Two examples of what I'm looking for (which have bugged me for years) are:

1) There is no standard format forT4s. Most T4s come in the basic configuration with the boxes appearing in numeric order. But once in a while, I come across a T4 where the there is no order for the boxes and information is posted randomly all over the T4 slip. Returns with these slips are susceptible to errors because it's layout can cause us to miss information. This problem can be avoided by creating a standard T4 that should be used by all. This is a ridiculous issue that can be avoided with a policy change which I can't believe is not in place.

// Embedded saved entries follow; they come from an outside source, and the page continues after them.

PR #161, opened 2022-09-07
Document promotion of math constants to `Kokkos::numbers::`

dalg24:
See kokkos/kokkos#5434

### DIFF
--- a/docs/source/API/core/numerics/mathematical-constants.md
+++ b/docs/source/API/core/numerics/mathematical-constants.md
@@ -1,11 +1,11 @@
 # Mathematical constants
 
 Defined in header [`<Kokkos_MathematicalConstants.hpp>`](https://github.com/kokkos/kokkos/blob/develop/core/src/Kokkos_MathematicalConstants.hpp)
-which is included from `<Kokkos_Core.hpp>` (since Kokkos 3.6)
+which is included from `<Kokkos_Core.hpp>`
 
 Provides all mathematical constants from [`<numbers>`](https://en.cppreference.com/w/cpp/numeric/constants) (since C++20).
 
-All constants are defined in the `Kokkos::Experimental` namespace.
+All constants are defined in the `Kokkos::numbers::` namespace since version 4.0, in `Kokkos::Experimental` in previous versions.
 
 **Mathematical constants**
 `e`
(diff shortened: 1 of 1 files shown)


docs/source/API/core/numerics/mathematical-constants.md
```diff
@@ -1,11 +1,11 @@
 # Mathematical constants
 
 Defined in header [`<Kokkos_MathematicalConstants.hpp>`](https://github.com/kokkos/kokkos/blob/develop/core/src/Kokkos_MathematicalConstants.hpp)
-which is included from `<Kokkos_Core.hpp>` (since Kokkos 3.6)
+which is included from `<Kokkos_Core.hpp>`
 
 Provides all mathematical constants from [`<numbers>`](https://en.cppreference.com/w/cpp/numeric/constants) (since C++20).
 
-All constants are defined in the `Kokkos::Experimental` namespace.
+All constants are defined in the `Kokkos::numbers::` namespace since version 4.0, in `Kokkos::Experimental` in previous versions.
```
fnrizzi, line 8: following up to what we said during meeting, I would suggest adding a shiny statement that justifies the choice of lowercase n

dalg24: Please suggest wording

fnrizzi: Here is a draft: 

NOTE: the namespace ``numbers`` is intentionally lower case. This is a rule we adopt in Kokkos to include code that is just simply a (back) port of C++ library functionalities in the corresponding namespace. In this specific case, ``Kokkos::numbers::`` includes a back port of C++20 functionalities. Whenever we will adopt C++20 as the minimum standard for Kokkos, you will thus have the choice of simply replace `Kokkos::numbers::` with ``std::numbers::``.

dalg24: To be honest I think this is a lot of text for something that users don't really need to know when they browse this page.

fnrizzi: i am totally fine putting that in a different page too but i think it is important to write *somewhere* why we pick a lowercase, if nothing else just to explicitly convey that this is an intentional choice

fnrizzi: i guess my point is that this breaks the kokkos convention so IMO we need to make sure users are aware this is not a slip or lack of care but there is a reason

dalg24: How can we make progress on it?  How about we merge as proposed here and we address https://github.com/kokkos/kokkos-core-wiki/pull/161#discussion_r965227309 elsewhere?

fnrizzi (approved):

PR #162, opened 2022-09-08
Extention of VirtualFunction with how to avoid V-Table lookup for pointers to derived

JBludau:
This is from a slack channel explanation we provided for a user question.
The question was about why calls to virtual functions from a pointer of derived type do fail on Rocm but not on nvcc.
https://kokkosteam.slack.com/archives/C5BGU5NDQ/p1662487898753699


docs/source/usecases/VirtualFunctions.md
```diff
@@ -111,6 +111,60 @@ deviceInstance->setAField(someHostValue); // set some field on the host
 
 This is the solution that the code teams we have talked to have said is the most productive way to solve the problem.
 
+## But what if I do not really need the V-Tables on the device side?
+
+There are cases where a lot of the logic of a code is implemented using virtual functions. Nevertheless, the performance critical part of the code might not use parent pointers and dynamic polymorphism to compute a result from data. In these cases, the device might not need to have a working virtual function table. Consider the following example:
```
dalg24, line 116:
```suggestion
There are cases where a lot of the logic of a code is implemented using virtual functions. Nevertheless, the performance critical part of the code might not use pointers to base class and dynamic polymorphism to compute a result from data. In these cases, the device might not need to have a working virtual function table. Consider the following example:
```
First sentence seems unnecessary.

docs/source/usecases/VirtualFunctions.md
```diff
@@ -111,6 +111,60 @@ deviceInstance->setAField(someHostValue); // set some field on the host
...
+```c++
+struct Interface
+{
+    KOKKOS_DEFAULTED_FUNCTION
+    virtual ~Interface() = default;
+
+    KOKKOS_FUNCTION
+    virtual void operator()( const size_t, const Kokkos::View<int*> &) const = 0;
```
dalg24, line 124: You don't need the view to make your point.

docs/source/usecases/VirtualFunctions.md
```diff
@@ -111,6 +111,60 @@ deviceInstance->setAField(someHostValue); // set some field on the host
...
+{
+    ... 
+    Kokkos::View<int *> v("my view");
+    auto implementationPtr_h = std::make_shared<Implementation>();
+    implementationPtr_h->apply(v);
+}
+```
+### What is the problem?
+
+Inside the `parallel_for` the `operator()` is called which is maked `override`. On Rocm 5.2 this results in a memory access violation. When executing the `this->operator()(i,v)` call the runtime looks into the V-Table and dereferences a host pointer on the device.
```
masterleinad, line 155:
```suggestion
Inside the `parallel_for` the `operator()` is called which is marked `override`. On ROCm 5.2 this results in a memory access violation. When executing the `this->operator()(i,v)` call, the runtime looks into the V-Table and dereferences a host pointer on the device.
```

docs/source/usecases/VirtualFunctions.md
```diff
@@ -111,6 +111,60 @@ deviceInstance->setAField(someHostValue); // set some field on the host
...
+
+### But if that is the case, why does it work with NVCC?
+
+Notice, that the `parallel_for` is called from a pointer of type `Implementation` and not a pointer of type `Interface` pointing to an `Implementation` object. Thus, no V-Table lookup for the `operator()` would be necessary as it can be deduced from the context of the call that it will be the `operator()` in the class `Interface`. But here it comes down to how the compiler handles the lookup. NVCC uses that it sees the call coming from an `Implementation` object and thinks: "Oh, I see, that you are calling from a `Implementation` object, I know it will be the `operator()` in this class scope, I will do this for you". Rocm on the other hand sees your call and thinks “Oh, this is a call to a virtual method, I will look that up for you” - failing to read from the virtual function table, as it is containing host addresses.
```
masterleinad, line 159:
```suggestion
Notice, that the `parallel_for` is called from a pointer of type `Implementation` and not a pointer of type `Interface` pointing to an `Implementation` object. Thus, no V-Table lookup for the `operator()` would be necessary as it can be deduced from the context of the call that it will be the `operator()` in the class `Interface`. But here it comes down to how the compiler handles the lookup. NVCC understands that the call is coming from an `Implementation` object and thinks: "Oh, I see, that you are calling from an `Implementation` object, I know it will be the `operator()` in this class scope, I will do this for you". ROCm, on the other hand, sees your call and thinks “Oh, this is a call to a virtual method, I will look that up for you” - failing to read from the virtual function table, as it is containing host addresses.
```

docs/source/usecases/VirtualFunctions.md
```diff
@@ -111,6 +111,60 @@ deviceInstance->setAField(someHostValue); // set some field on the host
...
+
+### How to solve this?
+Stictly speaking the observed behavior on NVCC is an optimization that uses the context information to avoid the V-Table lookup. If the compiler does not apply this optimization you can help in different ways by providing additional information. 
+
+- Changing the `override` to `final` on the `operator()` in the `Implementation` class. This tells the compiler the `operator()` is not changing in derived objects and thus it knows which one to call without the V-Table. Nevertheless, this also prevents any overloads of `operator()` in classes derived from `Implementation`.
+- Similarly the entire derived class `Implementation` can be marked `final`. It has the same effect just for the entire class scope.
```
masterleinad, line 165:
```suggestion
- Similarly, the entire derived class `Implementation` can be marked `final`. It has the same effect just for the entire class scope.
```

docs/source/usecases/VirtualFunctions.md
```diff
@@ -111,6 +111,60 @@ deviceInstance->setAField(someHostValue); // set some field on the host
...
+- Tell the compiler to not look up any function name when calling `operator()` by using [qualified name lookup](https://en.cppreference.com/w/cpp/language/qualified_lookup). For this you tell the compiler which function you want by spelling out the class namespace e.g. `this->Implementation::operator() (i,v);`.
```
masterleinad, line 166:
```suggestion
- Tell the compiler not to look up any function name when calling `operator()` by using [qualified name lookup](https://en.cppreference.com/w/cpp/language/qualified_lookup). For this, you tell the compiler which function you want by spelling out the class namespace e.g. `this->Implementation::operator() (i,v);`.
```

docs/source/usecases/VirtualFunctions.md
JBludau: removed in [749fe2](https://github.com/kokkos/kokkos-core-wiki/pull/162/commits/749fe236c85d4ee7f9ed9417ccf160a081a17c40)

docs/source/usecases/VirtualFunctions.md
JBludau: I deleted the first sentence in [b0c6e4](https://github.com/kokkos/kokkos-core-wiki/pull/162/commits/b0c6e463f9c4bfbae4d48e1632851b4ec213cb89)

docs/source/usecases/VirtualFunctions.md
```diff
@@ -111,6 +111,61 @@ deviceInstance->setAField(someHostValue); // set some field on the host
...
+int main ()
+{
+    ... 
+    auto implementationPtr_h = std::make_shared<Implementation>();
+    implementationPtr_h->apply();
+}
+```
+### What is the problem?
+
+Inside the `parallel_for` the `operator()` is called which is marked `override`.
```
dalg24, line 150: Sentence reads weird

JBludau:
@dalg24 correctly mentioned, that the solution of making the function or class `final` is not guaranteeing to disable the V-Table lookup ... the standard does not define that it has to do this, so it is basically just another optimization that compilers use ... 
The qualified name lookup does not have this problem, it is strictly defined to circumvent the lookup (Virtual function call is suppressed if the function is selected using [qualified name lookup](https://en.cppreference.com/w/cpp/language/lookup) (that is, if the function's name appears to the right of the scope resolution operator ::).) from [cppreference](https://en.cppreference.com/w/cpp/language/virtual)

I will go ahead and mark the two 'solutions' with final as compiler dependent and reorder so the first is the qualified name lookup

docs/source/usecases/VirtualFunctions.md
JBludau: is [900707](https://github.com/kokkos/kokkos-core-wiki/pull/162/commits/9007071808750d512375291dbaedc433bbb1b9e8) better?

docs/source/usecases/VirtualFunctions.md
```diff
@@ -111,6 +111,61 @@ deviceInstance->setAField(someHostValue); // set some field on the host
...
+    ... 
+    auto implementationPtr_h = std::make_shared<Implementation>();
+    implementationPtr_h->apply();
+}
+```
+### What is the problem?
+
+Inside the `parallel_for` the `operator()` is called. As `Implementation` derives from the pure virtual class `Interface`, the 'operator()' is marked `override`.
+On ROCm 5.2 this results in a memory access violation.
+When executing the `this->operator()(i,v)` call, the runtime looks into the V-Table and dereferences a host pointer on the device.
```
PhilMiller, line 152: Slight mismatch
```suggestion
When executing the `this->operator()(i)` call, the runtime looks into the V-Table and dereferences a host pointer on the device.
```

docs/source/usecases/VirtualFunctions.md
```diff
@@ -111,6 +111,61 @@ deviceInstance->setAField(someHostValue); // set some field on the host
...
+
+### But if that is the case, why does it work with NVCC?
+
+Notice, that the `parallel_for` is called from a pointer of type `Implementation` and not a pointer of type `Interface` pointing to an `Implementation` object.
+Thus, no V-Table lookup for the `operator()` would be necessary as it can be deduced from the context of the call that it will be the `operator()` in the class `Interface`.
```
PhilMiller, line 157: Mistake, I think, and a more technically explicit wording:
```suggestion
Thus, no V-Table lookup for the `operator()` would be necessary as it can be deduced from the context of the call that it will be `Implementation::operator()`.
```

docs/source/usecases/VirtualFunctions.md
```diff
@@ -111,6 +111,61 @@ deviceInstance->setAField(someHostValue); // set some field on the host
...
+But here it comes down to how the compiler handles the lookup. NVCC understands that the call is coming from an `Implementation` object and thinks: "Oh, I see, that you are calling from an `Implementation` object, I know it will be the `operator()` in this class scope, I will do this for you".
+ROCm, on the other hand, sees your call and thinks “Oh, this is a call to a virtual method, I will look that up for you” - failing to read from the virtual function table, as it is containing host addresses.
```
PhilMiller, line 159: Technical accuracy and English wording:
```suggestion
ROCm, on the other hand, sees your call and thinks “Oh, this is a call to a virtual method, I will look that up for you” - failing to read from the virtual function table, as it resides in host space.
```
The memory access that fails is presumably to the v-table itself, not the dereference of the function pointers it contains.

docs/source/usecases/VirtualFunctions.md
```diff
@@ -111,6 +111,61 @@ deviceInstance->setAField(someHostValue); // set some field on the host
...
+
+### How to solve this?
+Strictly speaking, the observed behavior on NVCC is an optimization that uses the context information to avoid the V-Table lookup.
+If the compiler does not apply this optimization, you can help in different ways by providing additional information. 
+
+- Tell the compiler not to look up any function name in the V-Table when calling `operator()` by using [qualified name lookup](https://en.cppreference.com/w/cpp/language/qualified_lookup). For this, you tell the compiler which function you want by spelling out the class namespace e.g. `this->Implementation::operator() (i,v);`. This behavior is specified in the C++-Standard.
```
PhilMiller, line 165:
```suggestion
- Tell the compiler not to look up any function name in the V-Table when calling `operator()` by using [qualified name lookup](https://en.cppreference.com/w/cpp/language/qualified_lookup). For this, you tell the compiler which function you want by spelling out the class scope in which the function should be found e.g. `this->Implementation::operator() (i,v);`. This behavior is specified in the C++-Standard.
```

docs/source/usecases/VirtualFunctions.md
```diff
@@ -111,6 +111,61 @@ deviceInstance->setAField(someHostValue); // set some field on the host
...
+- Changing the `override` to `final` on the `operator()` in the `Implementation` class. This tells the compiler the `operator()` is not changing in derived objects. Many compilers do use this in optimization and deduce which function to call without the V-Table. Nevertheless, this might only work with certain compilers, as this effect of adding `final` is not specified in the C++-Standard.
```
PhilMiller, line 166:
```suggestion
- Changing the `override` to `final` on the `operator()` in the `Implementation` class. This tells the compiler the `operator()` is not changing in derived objects. Many compilers do use this in optimization and deduce which function to call without the V-Table. Nevertheless, this might only work with certain compilers, as this effect of adding `final` is not specified in the C++ Standard. 
```

docs/source/usecases/VirtualFunctions.md
```diff
@@ -111,6 +111,61 @@ deviceInstance->setAField(someHostValue); // set some field on the host
...
+
+### How to solve this?
+Strictly speaking, the observed behavior on NVCC is an optimization that uses the context information to avoid the V-Table lookup.
+If the compiler does not apply this optimization, you can help in different ways by providing additional information. 
+
+- Tell the compiler not to look up any function name in the V-Table when calling `operator()` by using [qualified name lookup](https://en.cppreference.com/w/cpp/language/qualified_lookup). For this, you tell the compiler which function you want by spelling out the class namespace e.g. `this->Implementation::operator() (i,v);`. This behavior is specified in the C++-Standard.
+- Changing the `override` to `final` on the `operator()` in the `Implementation` class. This tells the compiler the `operator()` is not changing in derived objects. Many compilers do use this in optimization and deduce which function to call without the V-Table. Nevertheless, this might only work with certain compilers, as this effect of adding `final` is not specified in the C++-Standard. 
+- Similarly, the entire derived class `Implementation` can be marked `final`. This is compiler dependent, too for the same reasons.
```
PhilMiller, line 167:
```suggestion
- Similarly, the entire derived class `Implementation` can be marked `final`. This is compiler dependent too, for the same reasons.
```

docs/source/usecases/VirtualFunctions.md
JBludau: goot catch, thanks

docs/source/usecases/VirtualFunctions.md
JBludau: even better catch

docs/source/usecases/VirtualFunctions.md
JBludau: thats what I meant but you are totally right

docs/source/usecases/VirtualFunctions.md
```diff
@@ -111,6 +111,61 @@ deviceInstance->setAField(someHostValue); // set some field on the host
...
+struct Implementation : public Interface
+{
+    KOKKOS_FUNCTION
+    void operator()(const size_t i) const override
+    { ... }
+
+    void apply(){
+        Kokkos::parallel_for("myLoop",10,
+            KOKKOS_CLASS_LAMBDA (const size_t i) { this->operator()(i); }
+        );}
```
dalg24, line 138:
```suggestion
        );
    }
```

docs/source/usecases/VirtualFunctions.md
```diff
@@ -111,6 +111,61 @@ deviceInstance->setAField(someHostValue); // set some field on the host
...
+};
+
+int main ()
+{
+    ... 
+    auto implementationPtr_h = std::make_shared<Implementation>();
+    implementationPtr_h->apply();
```
dalg24, line 145:
```suggestion
    auto implementationPtr = std::make_shared<Implementation>();
    implementationPtr->apply();
```

docs/source/usecases/VirtualFunctions.md
```diff
@@ -111,6 +111,61 @@ deviceInstance->setAField(someHostValue); // set some field on the host
 
 This is the solution that the code teams we have talked to have said is the most productive way to solve the problem.
 
+## But what if I do not really need the V-Tables on the device side?
+
+The performance critical part of a code might not use pointers to base class and dynamic polymorphism to compute a result from data.
+Thus, the device might not need to have a working virtual function table.
+Consider the following example:
```
dalg24, line 118: Only beef I have what is being added is how it is introduced.  The current version reads somewhat confusing, I had to step back and remember what all this was about before reading on.

dalg24 (approved):

fnrizzi:
@PhilMiller i saw you reviewed this, can finalize approval please?

PhilMiller (approved):

docs/source/usecases/VirtualFunctions.md
```diff
@@ -111,6 +111,60 @@ deviceInstance->setAField(someHostValue); // set some field on the host
...
+But here it comes down to how the compiler handles the lookup. NVCC understands that the call is coming from an `Implementation` object and thinks: "Oh, I see, that you are calling from an `Implementation` object, I know it will be the `operator()` in this class scope, I will do this for you".
+ROCm, on the other hand, sees your call and thinks “Oh, this is a call to a virtual method, I will look that up for you” - failing to dereference the host function pointer in the host virtual function table.
+
+### How to solve this?
+Strictly speaking, the observed behavior on NVCC is an optimization that uses the context information to avoid the V-Table lookup.
+If the compiler does not apply this optimization, you can help in different ways by providing additional information. 
+
+- Tell the compiler not to look up any function name in the V-Table when calling `operator()` by using [qualified name lookup](https://en.cppreference.com/w/cpp/language/qualified_lookup). For this, you tell the compiler which function you want by spelling out the class scope in which the function should be found e.g. `this->Implementation::operator() (i);`. This behavior is specified in the C++ Standard.
```
masterleinad, line 164: Comment: But that doesn't mean that it would across backends. :slightly_smiling_face: E.g, `SYCL`, refuses to compile anything that says `virtual` but that's more a compiler/SYCL language problem.

docs/source/usecases/VirtualFunctions.md
```diff
@@ -111,6 +111,60 @@ deviceInstance->setAField(someHostValue); // set some field on the host
...
+        );
+    }
+};
+
+int main ()
+{
+    ... 
+    auto implementationPtr = std::make_shared<Implementation>();
+    implementationPtr->apply();
+}
```
masterleinad, line 145: I would prefer the example to actually compile.

docs/source/usecases/VirtualFunctions.md
JBludau: do you think we should address this? I feel like it is more of a shortcoming of `SYCL` but we could hint on it here ... even though we do not in the rest of the page (afaik)

masterleinad: No, I'm merely pointing out that support for `virtual` device functions is very brittle and there is not much `Kokkos` can do about it. We are at the mercy of the compiler/language.

docs/source/usecases/VirtualFunctions.md
JBludau: done in [6ba9f8](https://github.com/kokkos/kokkos-core-wiki/pull/162/commits/6ba9f8ee1ce63d6c7ec42203bbf02f3cd1d8acab)

docs/source/usecases/VirtualFunctions.md
masterleinad: The part that caught my intention is "This behavior is specified in the C++ standard" since `Kokkos` code needs to follow more the backend language than the C++ standard. Not all behavior specified by the C++ standard works the same in device code.

JBludau: I added a hint that it will not be fully portable in [ea04fc](https://github.com/kokkos/kokkos-core-wiki/pull/162/commits/ea04fccff66abf0ab72391f90b03ab739e13f699)

masterleinad (approved):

2) Another example of a simple problem that can be solved with enforcing a policy are incomplete T5008. Most of the time Box 20 (which is the cost or book value of the securities involved) are not filled out and we only have the proceeds of disposition (Box 21). Last I checked, financial institutions were required to fill out slips properly too. If the security was purchased in a past year, then it won't show up on the current years trading summary and we are required to take extra steps in obtaining the missing information. The institutions have this information on-hand (I know because they are the ones I call to get the missing securities costs) but their systems are not rigged to print it in box 20. This is just a programming flaw with the financial institution's tax slip software. If the CRA enforced their own rules, they would fine them for producing incorrect tax slips and in the end force the software changes.

Corrections of these absurd problem areas would save countless hours of work for tax preparers and for the CRA. That's less returns for the CRA to re-evaluate, less reassessments to send out, less clients calling up their tax professional to find out what happened and creating extra work, etc. 

These are only two or the countless issues I have with the CRA which shouldn't be present. I want to find as many of these types of flaws in an effort to get some corrected. I look forward to seeing everyone unloading their grievances here  

Thanks in advance for your input.


----------



## steve41 (Apr 18, 2009)

Sounds a tad self-destructive. If it is made too easy, more people will want to do it themselves.


----------



## MDTaxes (Jul 18, 2015)

I don't see this as being self-destructive. I'm mostly asking about problem areas that plague professionals, not ways on how to make the system simpler. Fixing a few glitches won't hurting the industry.


----------



## Numbersman61 (Jan 26, 2015)

I definitely do not want the banks filling out my book value in box 20 since their information is not necessarily accurate. There are too many variables in the calculation. Examples - superficial loss rules, return of capital in the case of unit trusts and REITS.


----------



## kcowan (Jul 1, 2010)

I agree with Numbersman. Plus I may hold the same stock in multiple accounts at different institutions. And the costs of acquiring and disposing of them will be different.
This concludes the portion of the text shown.